Out of curiosity, I have tested it in Lattigo, using the parameters that you say you were using (N=8192, #Q=4, #P=1, I assume since in SEAL the last modulus is the special prime P):

goos: windows
goarch: amd64
pkg: github.com/tuneinsight/lattigo/v3/bfv
cpu: 12th Gen Intel(R) Core(TM) i9-12900K
MulScalar/LogN=13/#Q=4/#P=1/lvl=3                                  39598 ns/op
Mul/op1=Ciphertext/op2=Ciphertext/LogN=13/#Q=4/#P=1/lvl=3        4722513 ns/op
Mul/op1=Ciphertext/op2=Plaintext//LogN=13/#Q=4/#P=1/lvl=3        3371792 ns/op
Mul/op1=Ciphertext/op2=PlaintextRingT/LogN=13/#Q=4/#P=1/lvl=3    1278644 ns/op
Mul/op1=Ciphertext/op2=PlaintextMul/LogN=13/#Q=4/#P=1/lvl=3       869158 ns/op
Square/LogN=13/#Q=4/#P=1/lvl=3                                   3660549 ns/op
Relin/LogN=13/#Q=4/#P=1/lvl=3                                    1969189 ns/op
RotateRows/LogN=13/#Q=4/#P=1/lvl=3                               2008407 ns/op
RotateCols/LogN=13/#Q=4/#P=1/lvl=3                               2020818 ns/op

But I dont' get a factor 100x, even with larger parameters I only get up to a factor ~10, so I'm puzzled o7

[mhmughees]

very interesting but I didnt get your parameters, I actually updated my first comment to add details of coefficient modulus, I mention it's value without last special parameter. Which updated parameters and on better aws machine each ciphertext-ciphertext mul is 18 milliseconds. I should also mention that plaintext-ciphertext mul was on NTTed entries so that might have improved their value a bit. I see your ciphertexts mul is around 4 milliseconds.. which is better than seal?

[Pro7ech]

If you have both operands already in the NTT domain for ct-pt mul, then a100x difference makes sens (I actually would expect more than 100x). But usually BFV ciphertexts are kept outside of the NTT domain if ct-ct will be involved, because the first and last steps of the tensoring require the ciphertexts to be outside of the NTT domain.
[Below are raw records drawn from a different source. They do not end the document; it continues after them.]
PR #1626, opened 2026-06-26
[M2033] GoI equal-split weighting

saanobhaai:
## Summary by CodeRabbit

* **Bug Fixes**
  * Updated density calculations so family, order, and class observations are split evenly across distinct applicable group-of-interest values.
  * Ensured zero-count observations no longer produce density results, and very small rounded values are excluded as expected.

* **Tests**
  * Added coverage for direct and shared attribution behavior, total density calculation, and rounding edge cases.

### DIFF
--- a/src/library/macroinvertebrates/calculateGroupOfInterestDensity.test.ts
+++ b/src/library/macroinvertebrates/calculateGroupOfInterestDensity.test.ts
@@ -108,12 +108,25 @@ describe('calculateDensityByGroupOfInterest', () => {
   })
 
   describe('ghost-zero filter', () => {
-    it('omits GoIs whose density rounds to 0.00', () => {
-      // count=0 observation should produce no GoI entries
+    it('skips zero-count observations', () => {
       const obs = [{ count: 0, invert_attribute: 'family-1' }]
       const { densityByGoi } = calculateDensityByGroupOfInterest(obs, allAttributes, LEN, WIDTH, { goiChoices })
 
       expect(Object.keys(densityByGoi)).toHaveLength(0)
+    })
+
+    it('omits GoIs whose density rounds to 0.00 and keeps those above', () => {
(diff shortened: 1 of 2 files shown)


saanobhaai:
[client-side GoI equal-split weighting](https://trello.com/c/o2ZGmv8k/2033-client-side-goi-equal-split-weighting)

src/library/macroinvertebrates/calculateGroupOfInterestDensity.test.ts
```diff
@@ -0,0 +1,119 @@
...
+  describe('ghost-zero filter', () => {
+    it('omits GoIs whose density rounds to 0.00', () => {
+      // count=0 observation should produce no GoI entries
+      const obs = [{ count: 0, invert_attribute: 'family-1' }]
+      const { densityByGoi } = calculateDensityByGroupOfInterest(obs, allAttributes, LEN, WIDTH, { goiChoices })
+
+      expect(Object.keys(densityByGoi)).toHaveLength(0)
+    })
+  })
+})
```
JBurkinshaw, line 132: This one come courtesy of claude:

This test passes, but not for the reason the name implies. A `count: 0` observation hits the `count <= 0` guard in the main loop and returns before any GoI attribution happens, so `goiCountTotals` ends up empty and `densityByGoi` is empty simply because was ever added - the `rounded > 0` ghost-zero filter never runs. So this is really testing the zero-count short-circuit, not the rounding filter it's named after.

To actually cover the filter, use a small *positive* count whose density rounds to `0.00` (i.e. `< 0.005` ind/ha) and assert that GoI is dropped while a larger one survives - e.g. a tiny count against a tagged genus with a large area. Could also keep this one and rename it to something like "skips zero-count observations" so both paths are covered.

JBurkinshaw (approved):

PR #1636, opened 2026-06-29
fix [m2014] update notes

gwan93:
Ref:https://trello.com/c/t6RFYjS3/2014-macroinvertrebrate-observations-table-style-updates-to-notes-column-and-keybaord-shortcuts

---Every PR---

---Transitional Changes---

---Post-Merge---


alanjleonard (changes requested):
- `enter` should still make a blank row when any cell is selected. This is the existing behaviour on other observation tables.
- If there's notes in the cell, show the notes when focused not "Click or press space to add notes"
- Textarea should not start with a space (from pressing space to open it)

alanjleonard (approved):

src/components/pages/collectRecordFormPages/BeltInvertForm/EditNotesModal.module.scss
```diff
@@ -20,6 +20,7 @@
 
   &:hover {
     background: theme.$tableRowEven;
+    border: theme.$border-medium solid theme.$primary;
```
JBurkinshaw: The ticket asked for "the blue outline that other editable cells have." Every other editable cell uses `outline` (see `src/style/forms.module.scss:19-22`, and this cell's own `:focus` rule right below). Here the hover state uses `border` instead. Because the cell has no border by default, adding a 2px border only on hover grows the box by 2px on each side, so the cell contents visibly shift/jump every time the pointer enters. Can you switch hover to match focus - `outline: theme.$border-medium solid theme.$primary; outline-offset: -2px;`?

Something like this:
```jsx
&:hover {
  background: theme.$tableRowEven;
  outline: theme.$border-medium solid theme.$primary;
  outline-offset: -2px;
}
```

src/locales/en/translation.json
```diff
@@ -529,8 +529,9 @@
   "loading_indicator": "Loading indicator",
   "loading_item": "Loading {{itemName}}",
   "macroinvertebrate_observations": {
-    "add_notes": "Add notes...",
+    "add_notes": "Click to add notes...",
     "add_macroinvertebrate": "Add macroinvertebrate species",
+    "click_or_press_space_to_add_notes": "Click or press space to add notes",
```
JBurkinshaw: The ticket shows "…" on both strings and `add_notes` keeps its dots, but the new token drops them. Add "..." for consistency

JBurkinshaw (changes requested):

JBurkinshaw (approved):

PR #1639, opened 2026-06-30
fix [m2007] fix dropdown padding and styling

gwan93:
Ref: https://trello.com/c/NA7EB6Ss/2007-add-padding-to-the-genus-dropdown-when-proposing-a-new-species

Fix the padding and styling on the dropdowns

After fixes:
image
image

---Every PR---

---Transitional Changes---

---Post-Merge---

## Summary by CodeRabbit

* **Bug Fixes**
  * Improved the autocomplete “no results” experience so the message and action now render consistently within the dropdown.
  * Kept the “contact us” link and no-results text visible while simplifying the layout.
  * Updated dropdown item styling to better support text, links, and buttons across autocomplete results.


alanjleonard (approved):

src/components/generic/InputAutocomplete/InputAutocomplete.jsx
```diff
@@ -30,13 +30,6 @@ const AutoCompleteResultsWrapper = styled.div`
       padding: ${theme.spacing.buttonPadding};
     }
   }
-
-  button {
-    width: 100%;
-    border: none;
-    text-align: start;
-    padding: ${theme.spacing.small};
-  }
```
JBurkinshaw, line 39: I think the entire `& > div { ... }` block is dead now.  The only direct children of this wrapper are `AutoCompleteInput` (renders an `<input>`, since `Input` is `styled.input`), `HelperText` (a `<span>`), and `Menu` (a `<ul>`). Nothing renders a direct `<div>` child any more - that block existed solely to position the old no-results div you just removed, and the menu positions itself via its own `position: absolute; top: 4rem` in `InputAutocomplete.styles.js`. Can you delete the whole block rather than just the paragraph rule?

src/components/generic/InputAutocomplete/InputAutocomplete.jsx
```diff
@@ -178,19 +171,12 @@ const InputAutocomplete = ({
                 'data-testid': menuTestId,
               })}
             >
-              {isMenuOpen && getMenuContents(downshiftObject)}
+              {isMenuOpen && menuItems.length > 0 && getMenuContents(downshiftObject)}
+              {isMenuOpen && !menuItems.length && noResultsText && (
+                <Item data-testid="noResult">{noResultsText}</Item>
+              )}
+              {isMenuOpen && !menuItems.length && noResultsAction && <Item>{noResultsAction}</Item>}
```
JBurkinshaw, line 178: Small thing. `getMenuProps` marks this `<ul>` as a listbox, and the real options get an `option` role via `getItemProps`. These two no-results `<Item>`s don't, so they're plain `<li>`s sitting inside a listbox - which screen readers can misread as empty/extra options. They used to live outside the menu, so this is a slight step back on that front. If you feel like tidying it, rendering them outside the `getMenuProps` element (or wrapping in `role="presentation"`) should fix it.

JBurkinshaw (commented):
Couple of minor comments in this one

PR #1643, opened 2026-07-02
fix [m1958] conditionally render header in summary metrics

gwan93:
Ref: https://trello.com/c/d2Wkqk29/1958-idea-macroinvertebrate-submitted-record-view-calculated-metrics-phase-41

Conditionally render the "Density by group of interest (ind/ha)" text only when the record has observations

Collect:
image

Submitted:
image

---Every PR---

---Transitional Changes---

---Post-Merge---

## Summary by CodeRabbit

* **Bug Fixes**
  * The “density by group of interest” section now only renders when density data is available, avoiding empty table headers in belt invert observation views.
  * This behavior is consistent across both record entry and submitted record pages.
* **Refactor**
  * Macroinvertebrate density/abundance summary rendering was consolidated into a shared table component and reused across belt invert pages.


alanjleonard (approved):

src/components/pages/collectRecordFormPages/BeltInvertForm/BeltInvertObservationTable.tsx
```diff
@@ -616,13 +616,15 @@ const BeltInvertObservationTable = ({
...
-          </thead>
+          {Object.entries(densityByGoi).length > 0 && (
+            <thead>
+              <Tr>
+                <Th colSpan={2}>
+                  {t('macroinvertebrate_observations.density_by_group_of_interest_units')}
+                </Th>
+              </Tr>
+            </thead>
+          )}
```
JBurkinshaw: The two `MacroinvertebrateObservationsSummaryStats` blocks are now essentially identical. You've applied the fix in both places, but the same block is being maintained twice. It'd be worth extracting a small shared `<MacroinvertebrateSummaryStats densityByGoi={...} totalDensity={...} abundance={...} />` so the next change to this table only happens once. The two `roundToOneDecimal`/`toFixed(1)` conventions would come along as part of that.

JBurkinshaw (changes requested):

JBurkinshaw (approved):

PR #1650, opened 2026-07-06
fix [m2039] limit input to one number after decimal

gwan93:
Ref: https://trello.com/c/82Jyn6uD/2039-bug-invert-size-bin-input-behavior

Limit how many numbers can be entered after the decimal place to just 1 number

image

---Every PR---

---Transitional Changes---

---Post-Merge---

## Summary by CodeRabbit

* **Bug Fixes**
  * Improved handling of “50+” size entries so inputs are cleaned up, limited to one decimal place, and saved only when valid.
  * Fixed display behavior for invalid or incomplete numeric entries in the size input.
  * Corrected rounding/truncation for “>50” values, ensuring entries like `52.3456` display as `52.3`.
* **Tests**
  * Added broader test coverage for “50+” size input behavior across multiple size-bin options.


src/components/pages/collectRecordFormPages/ObservationSizeSelect.jsx
```diff
@@ -41,21 +54,25 @@ const ObservationSizeSelect = ({
   const handleSelectOnChange = (event) => {
     const selectedValue = event.target.value
     const isSelectedValue50 = selectedValue === '50'
-    const valueToSubmit = isSelectedValue50 ? plus50Value : selectedValue
+    const valueToSubmit = isSelectedValue50
```
JBurkinshaw: The select's first option is `<option value=""> </option>` (the clear/placeholder). When a user picks it, `selectedValue` is `""`, and `sanitizeNumericDecimalInput("")` returns `0`. So instead of clearing the size, we now store `0`. Previously this passed `""` straight through. The select options come from a fixed bin list, they never contain stray characters or multiple decimalsm so running them through the sanitizer buys nothing and introduces this regression. Can you leave it untouched?

src/components/pages/collectRecordFormPages/ObservationSizeSelect.jsx
```diff
@@ -41,21 +54,25 @@ const ObservationSizeSelect = ({
...
-    setPlus50Value(event.target.value)
+    const sanitizedValue = sanitizeNumericDecimalInput(event.target.value)
+    setPlus50Value(sanitizedValue)
   }
 
   const handlePlus50OnBlur = (event) => {
-    const eventValue = Number(event.target.value)
-    const validPlus50Value = Number.isFinite(eventValue) && eventValue >= 50 ? eventValue : ''
+    const sanitizedValue = sanitizeNumericDecimalInput(event.target.value)
+    const isValidPlus50Value = sanitizedValue >= 50
```
JBurkinshaw, line 70: In the invalid branch you set the local state to `50` but submit `''`. Submitting `''` makes the parent re-render with `value=''`, which triggers the effect (`!hasNonEmptyValue`) that sets `plus50Value` to `50` and hides the input anyway. This means the `setPlus50Value(50)` here is dead and a bit misleading (it reads as "reset the box to 50" but the box disappears). I'd drop it and do something like `onValueEntered(isValidPlus50Value ? sanitizedValue : '')` to keep the single source of truth in the effect.

JBurkinshaw (changes requested):

alanjleonard (approved):

JBurkinshaw (approved):

PR #1652, opened 2026-07-07
[M2040] allow 0 for number_of_solutions_supported_by

saanobhaai:
## Summary by CodeRabbit

* **New Features**
  * Integer input fields can now display a “required” state when needed (including support for alternate compact/no-row layouts).
* **Bug Fixes**
  * Updated the finance solution form’s “number of solutions supported” field to use the standardized integer input, improving numeric entry and validation behavior across devices.
  * Default values for “number of solutions supported” now load more reliably (including showing `0` instead of ending up blank/unexpected).


saanobhaai:
['Number of solutions supported by' field does not accept zero as a value in 'Technical assistance facility', 'Conservation trust fund' and 'Financial facility' in GFCR page](https://trello.com/c/1tVnPH6Z/2040-number-of-solutions-supported-by-field-does-not-accept-zero-as-a-value-in-technical-assistance-facility-conservation-trust-fund)

saanobhaai:
['Number of solutions supported by' field does not accept zero as a value in 'Technical assistance facility', 'Conservation trust fund' and 'Financial facility' in GFCR page](https://trello.com/c/1tVnPH6Z/2040-number-of-solutions-supported-by-field-does-not-accept-zero-as-a-value-in-technical-assistance-facility-conservation-trust-fund)

saanobhaai:
['Number of solutions supported by' field does not accept zero as a value in 'Technical assistance facility', 'Conservation trust fund' and 'Financial facility' in GFCR page](https://trello.com/c/1tVnPH6Z/2040-number-of-solutions-supported-by-field-does-not-accept-zero-as-a-value-in-technical-assistance-facility-conservation-trust-fund)

saanobhaai:
@coderabbitai review

src/components/pages/gfcrPages/GfcrIndicatorSetForm/modals/FinanceSolutionModal.jsx
```diff
@@ -29,6 +29,10 @@ import { getToastArguments } from '../../../../../library/getToastArguments'
 import { useHttpResponseErrorHandler } from '../../../../../App/HttpResponseErrorHandlerContext'
 import InputNoRowWithLabelAndValidation from '../../../../mermaidInputs/InputNoRowWithLabelAndValidation'
 import InputNoRowSelectWithLabelAndValidation from '../../../../mermaidInputs/InputNoRowSelectWithLabelAndValidation'
+import {
+  formikHandleGfcrNumberInputChange,
+  formikHandleIntegerInputOnBlur,
+} from '../../../../../library/formik/formikHandleInputTypes'
```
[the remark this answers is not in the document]
saanobhaai: Verified — leaving as-is. GfcrIntegerInputField was the original implementation here, but it hardcodes InputWithLabelAndValidation, which wraps in <InputRow> (generic/form.js:86-103) — a grid layout with a colored left border and hover highlight. That's neutralized in the F1–F7 forms via a .inputRow CSS override (subPages.styles.js:10-27), but FinanceSolutionModal has no such override, and every sibling field here (Type, Facility/solution name, sector, taf_name, etc.) uses the plain InputNoRowWithLabelAndValidation with no grid/border. Using GfcrIntegerInputField caused this field to render with a mismatched blue left-border/grid layout that didn't match anything else in the modal — confirmed visually, not just in code.

What's duplicated here is two thin wrapper closures plus three JSX attributes (type/inputMode/pattern). The actual logic — digit-stripping on change, reset-to-initial on blur — isn't duplicated; it's imported directly from the same shared module (formikHandleGfcrNumberInputChange/formikHandleIntegerInputOnBlur) that GfcrIntegerInputField itself calls. That's the right level of reuse for this spot; pulling in the whole presentational component is what caused the layout bug. Keeping the current implementation.

JBurkinshaw (approved):
Looks good to me

src/components/pages/gfcrPages/GfcrIndicatorSetForm/GfcrIntegerInputField.jsx
```diff
@@ -40,6 +41,7 @@ const GfcrIntegerInputField = ({
       pattern="[0-9]*"
       helperText={helperText}
       showHelperText={displayHelp}
+      required={required}
```
JBurkinshaw, line 47: The `required` prop looks out of scope for this PR.

The prop is wired up correctly - it forwards through to `InputWithLabelAndValidation`, which does render a required indicator from it. But no caller passes it into `GfcrIntegerInputField` (not the modal this PR fixes, nor the F3/F5/F6/F7 forms), so it doesn't change anything as part of the zero fix. Is it out of scope here? Happy for it to stay if there's a good reason, otherwise might be cleaner to drop it from this PR.

src/components/pages/gfcrPages/GfcrIndicatorSetForm/modals/FinanceSolutionModal.jsx
```diff
@@ -195,19 +199,26 @@ const FinanceSolutionModal = ({
...
+  }
+
+  const handleNumberOfSolutionsBlur = (event) => {
+    formikHandleIntegerInputOnBlur({
+      formik,
+      event,
+      fieldName: 'number_of_solutions_supported_by',
+    })
+  }
+
```
JBurkinshaw: Minor, but worth doing here. This part re-implements logic that `GfcrIntegerInputField` already has. Both use the same change/blur helpers with the same settings, so the behavior is identical - it's just been wired up again instead of reused.

It likely wasn't reused because `GfcrIntegerInputField` is hardwired to the row layout, but the modal needs the stacked one. If we add a `noRow` option to `GfcrIntegerInputField` so it can render the stacked variant, the modal can drop these two handlers (and the helper imports) and just use the component:

`<GfcrIntegerInputField id="number_of_solutions_supported_by" label={...} formik={formik} required noRow />`

That leaves one copy of the integer-input logic instead of two, which matters because two copies can drift.

JBurkinshaw (changes requested):

JBurkinshaw (approved):
I made a few changes to Kim's code based on my own feedback

src/components/pages/gfcrPages/GfcrIndicatorSetForm/GfcrIntegerInputField.jsx
saanobhaai: Again not my primary domain, but I think it is used, by the modal. The old manual formik validation (Number(values.number_of_solutions_supported_by) <= 0 → custom "Required" error) was deleted, and the field's required={true} (previously passed straight to InputNoRowWithLabelAndValidation) was carried over to the new GfcrIntegerInputField wrapper instead.

PR #282, opened 2016-01-30
Fix restore default settings in intellihide mode

user501254:
This is a patch to allow restoring the `pressure-threshold` back to its default value.


micheleg:
Perfect, thank you! Merged into master [093a77f] and backported [27d29f3, 1b3b05b].

PR #284, opened 2016-02-15
Enable in fullscreen 316

dmarrazzo:
Hi, please add this feature!
Thank you


micheleg:
Hi,

thanks for the suggestion and code. There is a little problem. When  windows are full-screen the dash visibility is not updated. This has to be solved before merging. Temporary adding an visibility update when windows are in fullscreen - there might be a signal to connect to somewhere - should be enough.

micheleg:
It should work ok now, can you test it?

micheleg:
I  decided to disable this behaviour by default and added an option in the intellihide setttings. Almost ready to merge.

dmarrazzo:
Ok great news! Thank you

micheleg:
Merged in master [63c6f9f17], 3.16 [92d8728]  and 3.14 [e034700] branches.

PR #299, opened 2016-03-22
Update french translation

Sancho-Panza:


micheleg:
Thanks a lot. Merged into master [4005eac].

The parameters I used are N=8192, 4 primes for Q and 1 prime for P (the size of the primes is irrelevant for timings).

There are two reasons why the timings I get are faster. The most likely one is the CPU I used and the second is that Lattigo has a different approach to the quantization than SEAL does. SEAL uses BEHZ-style approach (https://eprint.iacr.org/2016/510.pdf) while Lattigo uses the ModUp and ModDown algorithms from CHKKS (https://eprint.iacr.org/2018/931.pdf).

[mhmughees]

Yeah I think processor difference may be playing a role here as well. Also as you are developer of Lattigo , can you confirm if Lattigo use 32 word size for smaller primes? I can ask this question on Lattigo github if you prefer.

[Pro7ech]

No it doesn't, at the moment everything uses 64-bit modular reduction.

[mhmughees]

Okay I just reran the experiment using aws c5.2xlarge with avx512 enabled

Coefficient modulli = {58,60,40} without special mod. N=8192

and Now

CT*CT ~ 9 ms

which is still higher than your value of ~4ms

[Pro7ech]

I ran a few experiments:

cpu: i9-12900K

SEAL: clang_cl_x64
Lattigo: go 1.18

Scheme: BFV
Params: N=8192, 4 primes Q, 1 prime P

 OP  | SEAL | Lattigo |
MulPt| 1.12 |  0.82   | -> difference probably due to the Montgomery reduction
MulCt| 7.17 |  4.59   | -> expected due to the different implementation
Relin| 1.89 |  1.86   | -> expected and shows that similar implementations lead to similar timings

I get better timings for SEAL with more moduli, without HEXL, so I conclude that most of the difference must be attributed to the CPU.